When Richard returned home four or five months later, he took her out on a date to the roller rink but in Mishawaka, where he was from.

“I told him I preferred dancing now. We would double date with his friend, Alex and his also-Polish girlfriend.”

They never went out on Tuesday or Thursday nights, but Harriet didn’t know why.

In April of 1948, Harriet’s mother passed away suddenly of a heart condition at 46 years old. “It sort of pushed everything,” she said. Harriet’s father had passed away when she was only 9 years old, and her mother had recently remarried.

During this difficult time, Richard revealed to her that he was becoming Catholic. Every Tuesday and Thursday evening, he was receiving instruction to join the Catholic Church. He had wanted to surprise both her and her mother, so that he and Harriet, too, could be married.

That September, 1948, Richard was received into full communion with the Catholic Church. A week later they were married and he could receive Communion. “That was one of the best parts.” His father, a Methodist, would comment about how “they passed the hat too much” at the Catholic Church, but told his son, “If you’re going to be a Catholic, be a good one.”

“And he sure has been!” exclaimed Harriet. “He goes to church every Sunday and says the rosary every day at St. Matthew. When we can’t go and say the rosary there, we say it at home. No. 1 is Church and prayer. … Some men would drink and then go home and you know … He never cussed at me. When he got mad, he would say, “Hold that thought — and go outside or to the garage. And then one of us would apologize.”

“The only piece of advice my mother- in-law ever told me was “It takes two to argue. He can’t argue if I keep my mouth shut,” Harriet recalled. “We lived with them for the first two years. She was a saint. I never heard her say a cross a word about anybody. I couldn’t help but love her.”

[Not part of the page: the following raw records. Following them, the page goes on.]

PR #874, opened 2026-08-06
fix(mcp): name the non-text blocks a tool result drops

Vasanthdev2004:
Part 1 of #823. It stops the silent drop. It does not carry the payload yet.

## Why this half is worth landing alone

`TextContent` keeps only blocks whose type is `text`, so a server returning an image, audio, or an embedded resource produced `(empty MCP tool result)`. A screenshot or browser server completes the call, hands back a perfectly good image, and the model is told nothing came back. It then usually retries, spending another call to reach the same empty answer, and the user never learns an image existed.

Naming the dropped blocks ends that loop without moving a single byte of payload.

## The change

- `Content` decodes `mimeType`. Additive and `omitempty`, so servers that never send it decode exactly as before.
- `DroppedContentSummary` describes what `TextContent` discarded: `1 image/png block`, `2 resource blocks, 1 audio/wav block`. Grouped by mime type, ordered by first appearance, so the same result always reads the same way. A server that omits `mimeType` falls back to the block type rather than printing an empty label.
- `registryTool.Run` appends that as a note, and only when something was actually dropped, so a text-only result is byte-for-byte unchanged.

The note also says retrying will return the same thing. Telling the model what happened without telling it not to retry only fixes half the loop.

## What is still open on #823

Carrying image blocks through. That got easier today: #843 landed `zeroruntime.ImageBlock`, `Message.Images`, `CloneImageBlocks` and `SeedMessagesWithImages`, which is the plumbing the issue says to reuse. The MCP side now only has to fill it. I have left #823 open for that.

## Tests

`non_text_content_test.go` drives `registryTool.Run`, not the helper alone, because the property has to be true of the delivered result. Covers image-only, text-alongside-image, text-only unchanged, and the summary's own cases including a missing mime type and repeated blocks.

Mutation-checked: disabling the note block fails `TestAnImageOnlyResultSaysWhatItReturned` and `TestTextAlongsideAnImageStillReportsTheImage`, while `TestATextOnlyResultIsUnchanged` correctly stays green.

`go build ./...`, `GOOS=windows go build ./...`, `go vet`, `gofmt`, and the full `internal/mcp` and `internal/tools` suites are clean.

## Summary by CodeRabbit

* **New Features**
  * MCP results now identify non-text content, such as images, that cannot be displayed.
  * Mixed results preserve available text while indicating which additional content was omitted.
  * Content summaries group repeated types and provide clearer returned-content details.

* **Bug Fixes**
  * Image-only results no longer appear as empty responses.
  * Text-only results remain unchanged.

### DIFF
--- a/internal/mcp/client.go
+++ b/internal/mcp/client.go
@@ -26,6 +26,10 @@ type RemoteTool struct {
 type Content struct {
 	Type string `json:"type"`
 	Text string `json:"text,omitempty"`
+	// MimeType names what a non-text block holds. Decoded but not yet forwarded:
+	// it is what lets a dropped block be described to the model instead of
+	// vanishing (#823). Servers that omit it still decode fine.
+	MimeType string `json:"mimeType,omitempty"`
 }
 
 type CallToolResult struct {
@@ -494,4 +498,53 @@ func TextContent(content []Content) string {
 		}
 	}
 	return strings.TrimSpace(strings.Join(parts, "\n"))
+}
+
+// DroppedContentSummary describes the blocks TextContent discards, e.g.
+// "1 image/png block" or "2 resource blocks, 1 audio/wav block". It returns ""
+// when a result is entirely text, so a caller adds nothing to the ordinary case.
+//
+// This exists because dropping silently is the worst available behaviour. A
+// screenshot server returns a valid image, TextContent keeps nothing, and the
+// call is reported as "(empty MCP tool result)" — so the model concludes the
+// tool produced nothing and usually retries, burning another call on the same
+// empty answer. Naming what came back costs nothing and ends that loop even
+// though the payload still cannot be forwarded.
+//
+// Counts are grouped by mime type and ordered by first appearance, so the same
+// result always produces the same sentence.
+func DroppedContentSummary(content []Content) string {
+	labels := make([]string, 0, len(content))
+	counts := make(map[string]int, len(content))
+	for _, item := range content {
+		if item.Type == "text" {
+			continue
+		}
+		// Prefer the mime type: "image/png" tells the reader more than "image".
+		// A server may omit it, so fall back to the block type rather than
+		// printing an empty label.
+		label := strings.TrimSpace(item.MimeType)
+		if label == "" {
+			label = strings.TrimSpace(item.Type)
+		}
+		if label == "" {
+			label = "unknown"
+		}
+		if _, seen := counts[label]; !seen {
+			labels = append(labels, label)
+		}
+		counts[label]++
+	}
+	if len(labels) == 0 {
+		return ""
+	}
+	parts := make([]string, 0, len(labels))
+	for _, label := range labels {
+		part := fmt.Sprintf("%d %s block", counts[label], label)
+		if counts[label] != 1 {
+			part += "s"
+		}
+		parts = append(parts, part)
+	}
+	return strings.Join(parts, ", ")
 }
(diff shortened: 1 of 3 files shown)


jatmn (dismissed):
LGTM

gnanam1990 (dismissed):
## Verdict: Approve

Checked out and verified rather than read. The defect is real and the fix is the smallest thing that ends it.

**The claim holds.** `TextContent` keeps only `text` blocks, so an image-only result reached the model as `(empty MCP tool result)` — which reads as "the tool produced nothing", and a model that believes that retries. Naming the payload ends the loop even though the bytes still cannot be forwarded, and it says so ("Retrying will return the same thing"), which is the part that actually stops the retry.

**Gut-the-fix**: forcing `DroppedContentSummary` to return `""` fails three tests — `TestAnImageOnlyResultSaysWhatItReturned`, `TestTextAlongsideAnImageStillReportsTheImage`, `TestDroppedContentSummaryNamesTheBlocks`. Load-bearing, and the wiring in `registry.go` is covered too, not just the helper.

**Additivity**: I verified a text-only result produces `""`, so the note is appended only when something was genuinely dropped and an all-text call is byte-for-byte what it was. `nil` content likewise, so `(empty MCP tool result)` still appears for a genuinely empty result rather than being replaced by a confusing note.

**Edge cases I probed directly**, all correct:
- a block with neither `mimeType` nor `type` yields `1 unknown block`, not an empty label
- grouping and pluralisation: `2 image/png blocks, 1 resource block`
- ordering is by first appearance, so the same result always produces the same sentence — worth having, since a map-ordered version would produce a different string each run and make the output non-deterministic for no reason

**Two small things, neither blocking:**

1. `MimeType` is decoded but never forwarded. That is stated in the comment, so it is deliberate — worth a follow-up issue reference so it does not become a field nobody remembers is unused.
2. The message says "Zero cannot forward yet". Now that #843 has landed an image channel on tool results, that sentence has a shelf life. Not this PR's job, but the two will need reconciling.

`go test ./internal/mcp/` green on the branch.

Vasanthdev2004:
Fixed in 55d7cc37, and the point was correct. `registryTool.Run` makes a fresh call on every retry, so promising an identical response was a claim this code cannot make. The note now says retrying cannot recover the payload, which stays true whatever the server does next, because Zero still has nowhere to put a non-text block.

`TestAnImageOnlyResultSaysWhatItReturned` pins both directions: the new wording must be present and the absolute claim must not come back. Mutation checked, reverting the string fails the test.

gnanam1990 (approved):
Re-approving after `55d7cc37`. My earlier approval was auto-dismissed by the push; the new commit only improves things.

The wording change is the right correction, and a subtle one. `Retrying will return the same thing` was a claim this code is in no position to make — each retry is a fresh call and the server may well answer differently. `Retrying cannot recover this payload` is true regardless of what the server does, because the thing that cannot change is that Zero has nowhere to put a non-text block. Same steer to the model, without the false promise.

Verified at `55d7cc37`:

- `go test ./internal/mcp/` green.
- Mutation-checked the new assertions: restoring the old `will return the same thing` wording in `registry.go:340,342` fails `TestAnImageOnlyResultSaysWhatItReturned` on **both** lines — the missing `cannot recover` guidance and the reintroduced identical-response promise. The test pins the wording in both directions, so neither half can rot silently.

Nothing further from me.

kevincodex1 (approved):

PR #876, opened 2026-08-07
fix(tui): a copied NUL byte no longer panics the TUI on Windows

### LINKED ISSUE #875: Copying a transcript selection containing a NUL byte panics the TUI on Windows
### What happened

Copying a transcript selection on Windows kills the whole TUI with a panic. Reported by a teammate on a real Windows machine:

```
panic({0x7ff7c5661da0?, 0x7ff7c5a30fc0?})
syscall.StringToUTF16(...)
        C:/Program Files/Go/src/syscall/syscall_windows.go:33
github.com/atotto/clipboard.writeAll({0x240ced0b5400, 0xb77})
        clipboard_windows.go:111 +0x59d
github.com/atotto/clipboard.WriteAll(...)
github.com/Gitlawb/zero/internal/tui.model.handleTranscriptSelectionMouse.copyTranscriptSelectionCmd.func1()
        internal/tui/transcript_selection.go:1531 +0x29

zero: tui error: program was killed: program experienced a panic
```

### Root cause

`syscall.StringToUTF16` **panics rather than returning an error** when the string contains a NUL byte — that is documented behaviour in the standard library:

> "If s contains a NUL byte this function panics instead of returning an error."

`github.com/atotto/clipboard`'s Windows path calls it directly, so a single NUL anywhere in the copied text takes the process down.

The NUL reaches the clipboard because **`ansi.Strip` removes escape *sequences* and leaves C0 bytes untouched** — the selection pipeline (`selectableLineFromRenderedLine`) strips ANSI and nothing else. The transcript legitimately carries NULs from two independent directions:

1. **Tool output** — reading a binary file, or `git`'s `-z` NUL-separated listings (this repo itself parses those in `internal/tui/files_git_sweep.go:134`).
2. **Zero's own card protocol** — transcript row prefixes are literally `"\x00command-card\x00"` (`command_output.go:56`) and `"\x00plan-card\x00"` (`command_output.go:72`).

### Reproduction

Select and copy any transcript region containing a NUL — e.g. output of a command that emits NUL-separated data, or a region covering a command card. On Windows the TUI dies with the panic above.

Verifiable without Windows:

```go
ansi.Strip("\x00command-card\x00Profile")  // still contains the NUL
```

### Impact

- **Windows: the whole TUI is killed.** Unsaved session state in the run is lost.
- **macOS/Linux: silent corruption** rather than a crash — the same NUL reaches the OS clipboard, and via the OSC52 fallback a stray control byte terminates the escape sequence early and truncates the copy. This is likely why it went unnoticed on other platforms.

### Suggested fix

Sanitise once at the write, not per source: the sources are unbounded (any tool result a user can select from), so a fix per source is one the next tool re-breaks. Strip C0 controls (keeping `\n` and `\t`) in `copyTranscriptSelectionCmd`, before both the native clipboard write and the OSC52 fallback.

I have this implemented with tests and will open a PR against this issue.

gnanam1990:
Fixes #875

## What was wrong

`syscall.StringToUTF16` **panics rather than returning an error** when handed a string containing a NUL — documented standard-library behaviour — and `github.com/atotto/clipboard`'s Windows path calls it directly. One NUL anywhere in a copied transcript selection therefore killed the whole program:

```
panic(...)
syscall.StringToUTF16(...)  syscall_windows.go:33
github.com/atotto/clipboard.writeAll({0x…, 0xb77})
…tui.model.handleTranscriptSelectionMouse.copyTranscriptSelectionCmd.func1()
zero: tui error: program was killed: program experienced a panic
```

The NUL gets through because **`ansi.Strip` removes escape *sequences* and leaves C0 bytes untouched**. The transcript carries NULs from two independent directions:

- **Tool output** — a binary file read, or `git`'s `-z` NUL-separated listings, which this repo itself parses in `files_git_sweep.go:134`
- **Zero's own card protocol** — row prefixes are literally `"\x00command-card\x00"` and `"\x00plan-card\x00"`

## The fix

Sanitise once at the **write**, not per source. The sources are unbounded — any tool result a user can select from is one — so a fix per source is a fix the next tool re-breaks. `clipboardSafeText` drops C0 controls (keeping `\n` and `\t`, which are legal clipboard content and the normal case for a multi-line selection), applied before both destinations.

The **OSC52 fallback needed it too**: a stray control byte terminates the escape sequence early and silently corrupts the copy. That is very likely why this went unnoticed off Windows — the identical NUL produces a bad copy there rather than a dead process.

## Verification

- `TestNulNeverReachesTheClipboard` — four real sources (command-card prefix, plan-card prefix, binary tool output, `git -z` listing); asserts no NUL survives **and** that readable content is not dropped, so this sanitises rather than truncates.
- `TestClipboardSanitisingKeepsLayout` — clean multi-line text with tabs is returned byte-identical; other C0 bytes are removed.
- Mutation-checked: removing the `clipboardSafeText` call makes the panic-guard test fail.
- `make fmt-check`, `go vet ./...`, `go test ./...`, release build + smoke, `git diff --check` all clean. `GOOS=windows go build ./...` and `GOOS=windows go vet` clean.

Two pre-existing failures on `main` are unrelated and unaffected: `TestRunDoctorFormatsRedactedProviderDiagnostics` and `TestRunDoctorConnectivityProbesProvider` fail identically with this change stashed.

I could not execute the Windows path itself (no Windows machine); the crash mechanism is pinned by the standard library's own documented contract and the reported stack, and the sanitiser is proven by the tests above.

## Summary by CodeRabbit

* **Bug Fixes**
  * Improved clipboard copying by removing unsafe control characters while preserving readable text, line breaks, and tabs.
  * Prevented copied content from being truncated, corrupted, or causing errors when it contains binary data or special Git output.
  * Copy status counts now accurately reflect the sanitized clipboard content.

### DIFF
--- a/internal/tui/clipboard_nul_test.go
+++ b/internal/tui/clipboard_nul_test.go
@@ -1,0 +1,60 @@
+package tui
+
+import (
+	"strings"
+	"testing"
+
+	"github.com/charmbracelet/x/ansi"
+)
+
+// A COPIED NUL KILLED THE WHOLE PROGRAM ON WINDOWS.
+//
+// github.com/atotto/clipboard's Windows path calls syscall.StringToUTF16, which
+// PANICS rather than returning an error when the string contains a NUL — so
+// selecting transcript text that carried one took the TUI down with "program
+// experienced a panic" and a stack ending in clipboard.writeAll. A teammate hit
+// it on a real Windows machine.
+//
+// The NUL reaches the clipboard because ansi.Strip removes escape SEQUENCES and
+// leaves C0 bytes alone, and the transcript carries them from two directions:
+// tool output (binary reads, git's -z listings) and this package's own card
+// protocol, whose prefixes are literally "\x00command-card\x00".
+func TestNulNeverReachesTheClipboard(t *testing.T) {
+	// The card prefix is a real, in-repo source: ansi.Strip leaves it intact.
+	if !strings.ContainsRune(ansi.Strip(commandCardTranscriptPrefix+"Profile"), 0) {
+		t.Fatal("setup: the card prefix no longer carries a NUL; this test guards the wrong thing")
+	}
+	for _, tc := range []struct{ name, in string }{
+		{"card prefix", commandCardTranscriptPrefix + "Profile\nstatus: ok"},
+		{"plan card prefix", planCardTranscriptPrefix + "plan"},
+		{"binary tool output", "before\x00after"},
+		{"git -z listing", "a.go\x00b.go\x00c.go"},
+	} {
+		t.Run(tc.name, func(t *testing.T) {
+			got := clipboardSafeText(tc.in)
+			if strings.ContainsRune(got, 0) {
+				t.Fatalf("a NUL survived to the clipboard write: %q — Windows would panic here", got)
+			}
+			// The readable content must survive: this sanitises, it does not truncate.
+			for _, want := range strings.Split(strings.ReplaceAll(tc.in, "\x00", "\n"), "\n") {
+				if want = strings.TrimSpace(want); want != "" && !strings.Contains(got, want) {
+					t.Fatalf("sanitising dropped real content %q from %q", want, got)
+				}
+			}
+		})
+	}
+}
+
+// Newlines and tabs are legal clipboard content and must survive — a multi-line
+// selection is the normal case, not the exception.
+func TestClipboardSanitisingKeepsLayout(t *testing.T) {
+	in := "line one\n\tindented\nline three"
+	if got := clipboardSafeText(in); got != in {
+		t.Fatalf("clean multi-line text was altered:\n got %q\nwant %q", got, in)
+	}
+	// Other C0 bytes go: they would terminate the OSC52 escape early and
+	// corrupt the copy even where they do not panic.
+	if got := clipboardSafeText("a\x07b\x1bc"); got != "abc" {
+		t.Fatalf("control bytes survived: %q", got)
+	}
+}
--- a/internal/tui/transcript_selection.go
+++ b/internal/tui/transcript_selection.go
@@ -1499,7 +1499,54 @@ func (m model) selectedTranscriptText() string {
 	return strings.Join(parts, "\n")
 }
 
+// clipboardSafeText removes the control characters a clipboard write cannot
+// carry, keeping newlines and tabs.
+//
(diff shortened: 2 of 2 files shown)


Vasanthdev2004 (approved):
Approving. Good diagnosis and the right place to fix it.

I checked the structural question, which is whether anything can still reach a clipboard write unsanitised: three callers of `copyTranscriptSelectionCmd` (`composer.go:253`, `model.go:4741`, `transcript_selection.go:1458`), both write sites inside it, and the sanitise happens before the closure so the OSC52 fallback is covered too. Nothing bypasses it. Stripping at the write rather than per source is the correct call, and your reasoning for it is the argument I would have made.

One nit, and it is the tests rather than the fix. They exercise `clipboardSafeText` directly, so they pin the helper and not the wiring. I deleted the `text = clipboardSafeText(text)` line at the call site and both tests still passed, which means a later refactor can drop it and reintroduce the panic with CI green. Worth a seam that lets a test drive `copyTranscriptSelectionCmd` and assert no NUL reaches the native write, even something as small as taking the clipboard writer as a parameter.

Not blocking, since I verified the wiring by hand this time. But this exact shape has bitten us three times recently, most memorably #866, which shipped as a complete no-op with six green tests because they all called the helper instead of the path.

Minor question rather than a request: `\r` is stripped along with the other C0 bytes. On Windows the clipboard convention is CRLF, so if any transcript row carries CRLF a paste will arrive LF-only. Probably irrelevant since the rows look LF-native, but you are closer to that code than me.

Vasanthdev2004:
@jatmn this one needs a third approval and it is small.

It is a crash fix: a copied NUL takes the whole TUI down on Windows, because `atotto/clipboard` calls `syscall.StringToUTF16`, which panics rather than returning an error. It is reachable from ordinary use rather than exotic input, since this package's own card row prefixes are literally `"\x00command-card\x00"` and `ansi.Strip` leaves C0 bytes alone. It was hit on a real Windows machine while copying output.

I approved it, and I checked the coverage question by hand rather than reading the diff alone: three callers of `copyTranscriptSelectionCmd`, both clipboard write sites inside it, and the sanitise runs before the closure so the OSC52 fallback is covered too. Nothing reaches a write unsanitised.

One nit is already on the PR so you do not spend time rediscovering it: the tests exercise `clipboardSafeText` directly, so they pin the helper and not the wiring. I deleted the call-site line and both still passed. I did not block on it.

anandh8x (approved):

kevincodex1 (approved):

PR #877, opened 2026-08-08
test(agent): raise the eager tool schema ceiling to 3650

Vasanthdev2004:
`main` is red and every open PR inherits it. `TestEagerToolSchemaTokenBudget` fails at 3578 tokens against a 3550 ceiling.

## Where it came from

Bisected: `edf660ab` and `4ca4fa75` pass, `cd0eb194` (#843, which added `view_image` to the core set) fails at 3588. #867 later trimmed it to 3578, still over.

#843's own CI was green. The ceiling is only crossed once the tool set is combined, so no per-PR check could have caught it, and I merged it on the strength of "CLEAN, no failing checks". Worth knowing that is a blind spot for anything measuring a whole-set budget.

## Raised rather than paid down

The overrun is 28 tokens. Per-tool cost in the eager set:

```
exec_command        909      request_permissions  397
ask_user            387      update_plan          256
lsp_navigate        252      grep                 215
write_stdin         205      web_fetch            187
read_file           181      glob                 160
read_minified_file  121      list_directory       114
skill               112      view_image            82
```

`view_image` is the second cheapest tool in the set. It is not the problem, it is just what crossed the line. The alternative was trimming a description to reclaim 28 tokens, degrading a tool's usability to satisfy a line drawn against a 2026-07 measurement that predates two tools since added.

The ratchet did its job: it caught the creep and forced this to be a decision rather than a drift. Keeping it that way means raising it deliberately, with the reason written down, which is what this does.

## The failure message was wrong

It advised "defer a tool". This test pins `DeferThreshold` at 0, so deferral is inactive and marking a tool deferred leaves it exposed here, changing nothing. I confirmed that by actually deferring `view_image`: the count stayed at 3578 across 14 tools, and it broke `registry_test.go` besides, since the deferrable-builtin list is curated.

Deferring is still worth doing for real sessions, it just cannot move this number. The message now names the levers that can: a smaller schema, one fewer core tool, or a deliberate raise.

## Validation

`go build ./...`, `go vet`, `gofmt`, and the full `internal/agent` and `internal/tools` suites pass. One file changed.

## Summary by CodeRabbit

* **Tests**
  * Increased the allowed tool-schema token threshold.
  * Improved test failure guidance with clearer troubleshooting options and rationale.

### DIFF
--- a/internal/agent/prompt_budget_test.go
+++ b/internal/agent/prompt_budget_test.go
@@ -20,7 +20,20 @@ import (
 // without a session id. Higher-risk tools that do not opt into auto remain excluded.
 const (
 	maxBaseSystemPromptTokens = 3500
-	maxEagerToolSchemaTokens  = 3550
+	// Raised deliberately from 3550 on 2026-08-08. view_image (#843) took the set
+	// to 3588, and #867 trimmed it back to 3578: still 28 tokens over.
+	//
+	// The overrun is a rounding error rather than a regression. view_image costs
+	// 82 tokens, the second cheapest tool in the set, against exec_command's 909
+	// and request_permissions' 397; it is simply the one that crossed the line.
+	// Raised rather than paid down because the alternative was trimming a
+	// description to claw back 28 tokens, degrading a tool's usability to satisfy
+	// a line drawn against a 2026-07 measurement that predates two tools.
+	//
+	// The ratchet did its job: it caught the creep and forced a decision instead
+	// of a drift. That is the point of it, so keep raising it deliberately rather
+	// than reflexively.
+	maxEagerToolSchemaTokens = 3650
 )
 
 func TestSystemPromptTokenBudget(t *testing.T) {
@@ -46,6 +59,11 @@ func TestEagerToolSchemaTokenBudget(t *testing.T) {
 	got := estimateToolDefTokens(exposed)
 	t.Logf("eager core tool schemas: %d tokens across %d tools", got, len(exposed))
 	if got > maxEagerToolSchemaTokens {
-		t.Fatalf("eager tool schemas are %d tokens, over the %d ceiling — defer a tool or raise the ceiling deliberately", got, maxEagerToolSchemaTokens)
+		// NOT "defer a tool": this test pins DeferThreshold at 0, so marking a
+		// tool deferred leaves it exposed here and changes nothing. Deferral is
+		// still worth doing for real sessions, it just cannot move this number.
+		// The levers that do are a smaller schema, one fewer core tool, or a
+		// deliberate raise.
+		t.Fatalf("eager tool schemas are %d tokens, over the %d ceiling — trim a schema, drop a core tool, or raise the ceiling deliberately (deferring will NOT help: this test disables deferral)", got, maxEagerToolSchemaTokens)
 	}
 }


Vasanthdev2004:
@anandh8x @jatmn this one is small and it unblocks everyone, so it is worth jumping the queue.

`main` is red. `TestEagerToolSchemaTokenBudget` fails at 3578 tokens against a 3550 ceiling on `ff608c78`, and every open PR inherits it. I bisected it to cd0eb194 (#843, which added `view_image` to the core set); `4ca4fa75` and `edf660ab` both pass. #843's own CI was green, because the ceiling is only crossed once the tool set is combined, so no per-PR check could have caught it. I merged it, so this is mine to clean up.

This raises the ceiling to 3650 with the reasoning written into the constant. One file, test-only.

Two things worth your eyes rather than a rubber stamp:

The choice to raise instead of trim. The overrun is 28 tokens and `view_image` costs 82, the second cheapest tool in the set against `exec_command`'s 909. Trimming a description to reclaim 28 tokens would degrade a tool to satisfy a line drawn against a 2026-07 measurement that predates two tools. If either of you thinks the ratchet should bite here instead, say so and I will trim rather than raise.

I also corrected the failure message. It advised "defer a tool", which cannot work: the test pins `DeferThreshold` at 0, so deferral is inactive and a deferred tool stays exposed. I confirmed that by actually deferring `view_image`, which left the count at 3578 and broke `registry_test.go` besides, since the deferrable-builtin list is curated.

Separately, and not part of this PR: CI reported success on `ff608c78` while this test fails locally. Something is not running it, or not failing on it. A budget ratchet that only trips on a developer's machine is not doing its job, and that is worth someone chasing.

gnanam1990 (commented):
Reviewed at `8e282f77`. I went to verify the premise before the change, and I can't reproduce it — so this is a comment rather than an approval.

## The red main this fixes appears to already be green

The PR opens with "`main` is red and every open PR inherits it. `TestEagerToolSchemaTokenBudget` fails at 3578 against a 3550 ceiling." I measured the eager set at three points and it is **3423 tokens across 14 tools** at every one:

| ref | measured | ceiling | result |
|---|---|---|---|
| `57858a31` (#867 — this PR's own base) | 3423 | 3550 | **PASS**, 127 headroom |
| `7f39a630` (current main, #879) | 3423 | 3550 | **PASS** |
| `8e282f77` (this PR's head) | 3423 | 3650 | PASS |

It passes at the PR's **own base**, so the ceiling was not being crossed at the commit this branched from, let alone on current main. GitHub's CI agrees: the CI job is `success` on both `7f39a630` and `ff608c78`, the two most recent commits on `main`. And independently — when I rebased #829 onto current main yesterday, its `go test ./...` leg ran green, `internal/agent` included.

I genuinely can't find where 3578 comes from. The set is deterministic (`CoreToolsScoped(dir, nil)` — no MCP, 14 tools; `estimateToolDefTokens` marshals a key-sorted map, so it's stable across runs and platforms). The most likely explanation is a transient local measurement — extra tools registered in the session, or a tree state before #867's description trims fully settled — rather than the committed reality. If there's a CI run on `main` that's actually red on this test, point me at it and I'll withdraw this; I looked and found only green.

## What that means for the change

As written, the effect is to raise a deliberate ratchet from 3550 to 3650 — from 127 tokens of headroom to 227 — to fix a failure that isn't occurring. That is exactly the reflexive raise the new comment warns against: *"keep raising it deliberately rather than reflexively."* The ratchet's value is that 3423 sits close under 3550; widening the gap by 100 tokens on a premise that doesn't hold spends that value for nothing.

## The rest of the PR is genuinely good and I'd keep it

Two things here are correct and worth landing regardless of the ceiling number:

- **The failure-message fix is a real bug.** The old text said "defer a tool or raise the ceiling," but the test sets `Options{}`, which pins `DeferThreshold` at 0 — the comment right above the assertion says so. Deferring a tool leaves it exposed here and moves the number by zero. The new message ("trim a schema, drop a core tool, or raise the ceiling deliberately — deferring will NOT help: this test disables deferral") sends the next person to a lever that actually works. That's a good catch.
- **The whole-set-budget blind-spot note** in the description is a sharp observation: #843 was green on its own CI and only crossed a combined-set budget once merged, which no per-PR check measures. That's worth codifying somewhere more durable than a PR body.

## Suggestion

Rather than raise the ceiling, I'd split the value out: keep 3550, keep the improved failure message and the `DeferThreshold`-is-0 comment, and retitle to the message/documentation fix it really is. If you *can* reproduce a red `main` I can't see, then the raise is justified — but then the PR body's numbers (3588 → 3578) should be re-measured against current `main`, because what I see committed is 3423.

Also minor: the branch is 2 commits behind `main` (#873, #879) and would want a rebase before merge.

Not blocking — it's a test-only change and harmless to correctness. But I don't want to approve loosening a guard to fix a failure I've now checked for at three commits plus CI and can't find.

jatmn (approved):
LGTM

kevincodex1 (approved):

In 1952, they moved into their home near St. Matthew Parish and still live there today. They had two children, Nancy and Rick, Jr., who also live in South Bend. “I was so pleased when they were born — and very close to Jesus then. “

“We always discussed everything. I was a penny pincher and saved,” Harriet explained. “We’re tightwads,” Richard confirmed with laugh. “For dates, we would go for a walk in Leeper Park and get a bag of potato chips and bottle of pop and walk and talk. We got along together.”

“We always talked everything out. When we bought new windows, which one and when or when we thought about enclosing our front porch, even our water softener,” she said, laughing.

One can see the joy from the sacrament and life lived in trust of God’s providence in Harriet’s demeanor. In the Catholic sacrament of marriage, the husband and wife witness Christ’s spousal love for the Church. Man and women were created for each other, as explained in the Book of Genesis in Sacred Scripture. Richard and Harriet demonstrate well their love for God in how they treat and love one another. Through small gestures of touching one another’s arm, a loving laugh or smile at a thoughtful memory, they explained how they have fully lived the past 70 years of marriage. “Seventy years is a long time,” she said with a grin, “and we do worry more now.” But clearly the permanent union of a man and woman capable of knowing, loving and serving God is visibly alive in the marriage of Richard and Harriet Wise.

As the Wises got older, they continued to enjoy one another’s company. “We love dancing and musicals at the Morris or going to Amish Acres on Sunday — you know, theater things. He was a part of the golden gang — a bowling league — and we both enjoy working on puzzles.” The best part of their day is still just being with each other.